◆ What you have to do:
From the entries below, count every line that contains the word "than". Please give the number and nothing else.
##### Given data
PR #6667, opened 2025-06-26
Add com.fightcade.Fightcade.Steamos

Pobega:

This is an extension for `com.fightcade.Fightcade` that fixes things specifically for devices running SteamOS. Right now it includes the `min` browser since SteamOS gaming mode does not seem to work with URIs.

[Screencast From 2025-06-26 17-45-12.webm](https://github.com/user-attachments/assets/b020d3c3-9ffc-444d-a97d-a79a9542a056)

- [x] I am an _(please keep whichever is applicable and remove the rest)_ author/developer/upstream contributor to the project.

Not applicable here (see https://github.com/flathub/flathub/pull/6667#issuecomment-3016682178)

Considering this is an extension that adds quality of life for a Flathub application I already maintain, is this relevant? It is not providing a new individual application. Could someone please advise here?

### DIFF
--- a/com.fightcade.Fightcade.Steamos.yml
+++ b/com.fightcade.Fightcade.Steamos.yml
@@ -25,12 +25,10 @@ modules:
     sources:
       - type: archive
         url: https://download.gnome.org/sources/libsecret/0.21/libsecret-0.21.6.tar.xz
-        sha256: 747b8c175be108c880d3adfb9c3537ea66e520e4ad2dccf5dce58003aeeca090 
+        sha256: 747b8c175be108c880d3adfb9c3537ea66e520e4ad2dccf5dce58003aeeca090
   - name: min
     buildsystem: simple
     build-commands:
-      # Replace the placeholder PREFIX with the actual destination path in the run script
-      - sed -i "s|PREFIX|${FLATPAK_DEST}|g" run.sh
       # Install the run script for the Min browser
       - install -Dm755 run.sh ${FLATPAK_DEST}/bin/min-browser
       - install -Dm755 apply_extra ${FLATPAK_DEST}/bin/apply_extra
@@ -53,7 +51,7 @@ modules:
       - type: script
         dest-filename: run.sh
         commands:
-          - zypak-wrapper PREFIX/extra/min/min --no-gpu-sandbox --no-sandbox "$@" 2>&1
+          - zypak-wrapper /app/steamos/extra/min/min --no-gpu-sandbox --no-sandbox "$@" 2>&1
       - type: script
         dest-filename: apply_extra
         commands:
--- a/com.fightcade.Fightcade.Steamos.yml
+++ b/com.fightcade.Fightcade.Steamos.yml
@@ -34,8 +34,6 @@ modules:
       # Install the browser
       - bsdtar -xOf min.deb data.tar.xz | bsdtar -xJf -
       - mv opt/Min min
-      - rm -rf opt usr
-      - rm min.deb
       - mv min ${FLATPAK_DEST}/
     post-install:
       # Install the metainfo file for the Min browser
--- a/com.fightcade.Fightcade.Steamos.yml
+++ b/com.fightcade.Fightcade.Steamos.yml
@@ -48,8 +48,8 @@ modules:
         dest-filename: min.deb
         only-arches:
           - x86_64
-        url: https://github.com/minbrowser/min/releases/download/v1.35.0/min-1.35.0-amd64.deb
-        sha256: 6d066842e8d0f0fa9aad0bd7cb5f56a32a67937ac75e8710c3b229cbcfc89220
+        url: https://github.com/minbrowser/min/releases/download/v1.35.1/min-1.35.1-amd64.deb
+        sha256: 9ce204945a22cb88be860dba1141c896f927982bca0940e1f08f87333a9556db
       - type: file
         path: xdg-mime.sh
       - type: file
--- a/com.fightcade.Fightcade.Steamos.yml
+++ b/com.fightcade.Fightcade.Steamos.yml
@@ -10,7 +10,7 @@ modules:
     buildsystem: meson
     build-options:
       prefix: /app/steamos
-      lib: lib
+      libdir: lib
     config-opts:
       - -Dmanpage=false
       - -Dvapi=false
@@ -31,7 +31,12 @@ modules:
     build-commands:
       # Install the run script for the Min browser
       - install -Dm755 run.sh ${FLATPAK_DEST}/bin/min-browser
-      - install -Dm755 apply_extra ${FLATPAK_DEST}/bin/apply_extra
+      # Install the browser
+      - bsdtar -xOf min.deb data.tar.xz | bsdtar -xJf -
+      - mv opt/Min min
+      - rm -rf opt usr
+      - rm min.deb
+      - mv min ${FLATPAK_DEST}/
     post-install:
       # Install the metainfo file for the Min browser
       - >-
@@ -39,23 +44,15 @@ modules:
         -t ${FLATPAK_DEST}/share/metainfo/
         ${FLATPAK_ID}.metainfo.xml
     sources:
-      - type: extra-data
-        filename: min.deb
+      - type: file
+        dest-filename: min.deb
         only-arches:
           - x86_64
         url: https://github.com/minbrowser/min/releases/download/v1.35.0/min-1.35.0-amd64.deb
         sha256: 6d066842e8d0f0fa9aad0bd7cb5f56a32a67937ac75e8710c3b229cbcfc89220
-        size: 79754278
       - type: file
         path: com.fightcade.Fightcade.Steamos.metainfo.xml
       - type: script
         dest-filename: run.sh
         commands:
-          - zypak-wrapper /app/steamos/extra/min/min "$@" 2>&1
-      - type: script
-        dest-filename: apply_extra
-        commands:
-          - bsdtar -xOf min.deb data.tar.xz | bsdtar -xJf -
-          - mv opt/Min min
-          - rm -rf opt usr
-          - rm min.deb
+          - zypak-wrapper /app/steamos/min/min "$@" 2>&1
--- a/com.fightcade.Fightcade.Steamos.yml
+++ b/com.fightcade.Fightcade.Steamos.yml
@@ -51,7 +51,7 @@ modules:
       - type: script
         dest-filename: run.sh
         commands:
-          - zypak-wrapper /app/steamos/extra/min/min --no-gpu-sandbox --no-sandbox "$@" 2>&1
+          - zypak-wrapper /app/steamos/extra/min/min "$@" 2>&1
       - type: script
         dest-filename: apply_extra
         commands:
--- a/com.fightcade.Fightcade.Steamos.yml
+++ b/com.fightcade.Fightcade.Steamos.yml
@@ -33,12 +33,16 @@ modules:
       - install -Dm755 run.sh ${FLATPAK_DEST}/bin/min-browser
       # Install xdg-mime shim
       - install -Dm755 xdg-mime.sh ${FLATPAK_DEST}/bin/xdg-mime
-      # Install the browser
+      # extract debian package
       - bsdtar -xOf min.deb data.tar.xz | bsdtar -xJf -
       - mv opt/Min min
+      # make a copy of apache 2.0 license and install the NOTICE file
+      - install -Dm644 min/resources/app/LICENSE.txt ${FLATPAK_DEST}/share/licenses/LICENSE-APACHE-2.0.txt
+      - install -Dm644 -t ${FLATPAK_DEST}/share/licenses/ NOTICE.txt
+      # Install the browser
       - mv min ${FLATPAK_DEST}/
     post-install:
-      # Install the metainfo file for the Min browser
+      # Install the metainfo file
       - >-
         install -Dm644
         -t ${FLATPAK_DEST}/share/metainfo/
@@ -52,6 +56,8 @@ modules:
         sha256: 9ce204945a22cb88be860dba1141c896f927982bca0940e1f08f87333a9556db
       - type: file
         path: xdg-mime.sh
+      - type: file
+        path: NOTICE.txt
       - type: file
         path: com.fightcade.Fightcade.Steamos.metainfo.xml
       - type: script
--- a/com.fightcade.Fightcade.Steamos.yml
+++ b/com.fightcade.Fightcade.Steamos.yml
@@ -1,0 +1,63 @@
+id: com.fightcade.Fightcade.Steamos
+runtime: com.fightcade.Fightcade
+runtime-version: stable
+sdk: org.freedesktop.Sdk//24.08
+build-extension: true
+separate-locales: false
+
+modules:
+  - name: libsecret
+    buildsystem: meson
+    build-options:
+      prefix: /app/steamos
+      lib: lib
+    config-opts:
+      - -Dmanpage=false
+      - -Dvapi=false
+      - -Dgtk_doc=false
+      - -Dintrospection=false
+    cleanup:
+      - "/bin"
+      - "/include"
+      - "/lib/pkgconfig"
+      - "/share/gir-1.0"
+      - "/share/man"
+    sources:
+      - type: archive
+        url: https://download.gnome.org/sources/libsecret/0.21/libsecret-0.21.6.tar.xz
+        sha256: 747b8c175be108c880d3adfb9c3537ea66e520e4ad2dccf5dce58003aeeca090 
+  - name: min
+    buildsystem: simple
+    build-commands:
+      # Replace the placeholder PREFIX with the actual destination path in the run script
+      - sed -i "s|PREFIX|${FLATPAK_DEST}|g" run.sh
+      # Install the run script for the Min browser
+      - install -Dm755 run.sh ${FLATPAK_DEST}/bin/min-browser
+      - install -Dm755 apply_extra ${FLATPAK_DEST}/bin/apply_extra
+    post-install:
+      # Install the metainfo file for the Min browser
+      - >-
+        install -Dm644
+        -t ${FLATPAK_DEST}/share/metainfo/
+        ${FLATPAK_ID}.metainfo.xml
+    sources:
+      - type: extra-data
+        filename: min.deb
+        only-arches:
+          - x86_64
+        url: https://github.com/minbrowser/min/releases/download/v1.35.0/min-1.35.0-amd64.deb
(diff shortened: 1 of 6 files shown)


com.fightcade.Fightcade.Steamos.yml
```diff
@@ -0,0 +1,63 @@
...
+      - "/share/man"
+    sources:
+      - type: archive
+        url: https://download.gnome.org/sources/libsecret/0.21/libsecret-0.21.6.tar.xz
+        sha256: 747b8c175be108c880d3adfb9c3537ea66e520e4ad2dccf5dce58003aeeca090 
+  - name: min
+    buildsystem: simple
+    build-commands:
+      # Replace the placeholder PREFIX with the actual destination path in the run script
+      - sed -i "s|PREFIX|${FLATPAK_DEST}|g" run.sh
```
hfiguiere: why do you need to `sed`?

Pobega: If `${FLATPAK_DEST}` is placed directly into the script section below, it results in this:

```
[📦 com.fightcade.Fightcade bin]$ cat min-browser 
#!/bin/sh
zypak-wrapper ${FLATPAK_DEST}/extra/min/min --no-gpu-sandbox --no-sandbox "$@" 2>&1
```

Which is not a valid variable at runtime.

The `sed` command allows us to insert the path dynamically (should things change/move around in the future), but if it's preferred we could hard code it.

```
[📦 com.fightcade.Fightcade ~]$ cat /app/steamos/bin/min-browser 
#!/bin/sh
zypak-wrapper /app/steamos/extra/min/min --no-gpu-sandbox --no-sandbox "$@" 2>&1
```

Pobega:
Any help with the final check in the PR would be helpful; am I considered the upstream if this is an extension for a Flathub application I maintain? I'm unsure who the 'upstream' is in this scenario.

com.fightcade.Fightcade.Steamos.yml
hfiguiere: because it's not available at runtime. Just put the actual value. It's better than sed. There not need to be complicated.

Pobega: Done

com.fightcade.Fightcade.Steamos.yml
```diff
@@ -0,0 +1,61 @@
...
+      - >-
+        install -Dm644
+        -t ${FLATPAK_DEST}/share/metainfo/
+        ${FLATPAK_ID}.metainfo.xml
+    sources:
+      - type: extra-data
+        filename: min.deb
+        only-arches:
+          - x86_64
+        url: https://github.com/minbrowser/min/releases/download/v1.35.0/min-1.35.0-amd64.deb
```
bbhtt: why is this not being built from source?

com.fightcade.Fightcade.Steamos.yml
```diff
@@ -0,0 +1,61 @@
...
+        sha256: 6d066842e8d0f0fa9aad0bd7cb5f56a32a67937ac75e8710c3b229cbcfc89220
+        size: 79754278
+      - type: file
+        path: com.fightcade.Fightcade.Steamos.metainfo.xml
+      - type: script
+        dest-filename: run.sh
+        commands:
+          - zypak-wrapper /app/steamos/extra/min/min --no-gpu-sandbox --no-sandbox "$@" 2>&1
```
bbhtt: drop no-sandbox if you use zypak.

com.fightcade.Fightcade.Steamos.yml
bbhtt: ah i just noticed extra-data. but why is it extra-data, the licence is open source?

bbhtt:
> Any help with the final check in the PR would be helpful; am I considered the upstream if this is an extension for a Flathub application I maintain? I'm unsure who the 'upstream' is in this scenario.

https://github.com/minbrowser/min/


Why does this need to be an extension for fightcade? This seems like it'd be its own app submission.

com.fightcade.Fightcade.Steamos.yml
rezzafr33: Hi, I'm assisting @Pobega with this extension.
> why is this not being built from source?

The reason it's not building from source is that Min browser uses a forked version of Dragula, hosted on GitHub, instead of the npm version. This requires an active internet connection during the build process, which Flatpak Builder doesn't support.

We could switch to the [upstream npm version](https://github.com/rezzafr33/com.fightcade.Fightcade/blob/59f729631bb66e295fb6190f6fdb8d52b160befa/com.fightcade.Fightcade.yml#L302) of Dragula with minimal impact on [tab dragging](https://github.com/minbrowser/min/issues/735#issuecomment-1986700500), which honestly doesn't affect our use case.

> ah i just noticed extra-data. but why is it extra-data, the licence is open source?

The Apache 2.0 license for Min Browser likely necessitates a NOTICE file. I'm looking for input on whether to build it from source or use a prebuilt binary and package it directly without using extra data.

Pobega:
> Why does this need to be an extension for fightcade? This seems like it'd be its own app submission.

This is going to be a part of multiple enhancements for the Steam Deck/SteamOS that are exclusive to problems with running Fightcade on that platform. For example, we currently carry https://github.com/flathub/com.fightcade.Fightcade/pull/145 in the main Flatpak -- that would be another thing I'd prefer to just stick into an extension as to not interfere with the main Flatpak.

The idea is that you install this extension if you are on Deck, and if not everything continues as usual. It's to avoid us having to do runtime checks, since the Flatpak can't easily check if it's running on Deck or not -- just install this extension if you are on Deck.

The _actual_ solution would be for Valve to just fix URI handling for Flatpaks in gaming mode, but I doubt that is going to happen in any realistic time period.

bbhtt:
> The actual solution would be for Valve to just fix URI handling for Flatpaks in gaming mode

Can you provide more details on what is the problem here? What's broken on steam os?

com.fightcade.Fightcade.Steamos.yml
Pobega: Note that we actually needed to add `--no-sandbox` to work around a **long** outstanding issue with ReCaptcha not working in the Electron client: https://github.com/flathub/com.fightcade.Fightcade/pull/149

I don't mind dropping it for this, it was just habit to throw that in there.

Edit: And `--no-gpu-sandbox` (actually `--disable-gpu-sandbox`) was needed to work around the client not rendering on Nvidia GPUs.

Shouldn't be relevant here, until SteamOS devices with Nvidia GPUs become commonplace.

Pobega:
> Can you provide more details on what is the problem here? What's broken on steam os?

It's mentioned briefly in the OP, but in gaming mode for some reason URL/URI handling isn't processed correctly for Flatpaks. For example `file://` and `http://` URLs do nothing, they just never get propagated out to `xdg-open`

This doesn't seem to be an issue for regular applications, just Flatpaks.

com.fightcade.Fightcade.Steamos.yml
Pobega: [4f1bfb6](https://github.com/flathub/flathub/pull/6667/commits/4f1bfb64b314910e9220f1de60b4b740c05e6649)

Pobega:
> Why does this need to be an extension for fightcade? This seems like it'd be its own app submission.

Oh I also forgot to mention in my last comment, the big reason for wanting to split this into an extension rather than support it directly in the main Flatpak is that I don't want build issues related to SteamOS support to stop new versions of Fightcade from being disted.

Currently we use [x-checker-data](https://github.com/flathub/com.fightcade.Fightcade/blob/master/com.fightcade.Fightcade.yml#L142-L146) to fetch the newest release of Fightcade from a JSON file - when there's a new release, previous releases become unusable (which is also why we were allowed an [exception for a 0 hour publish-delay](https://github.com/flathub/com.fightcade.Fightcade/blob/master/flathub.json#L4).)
##########
◆ Task output:
2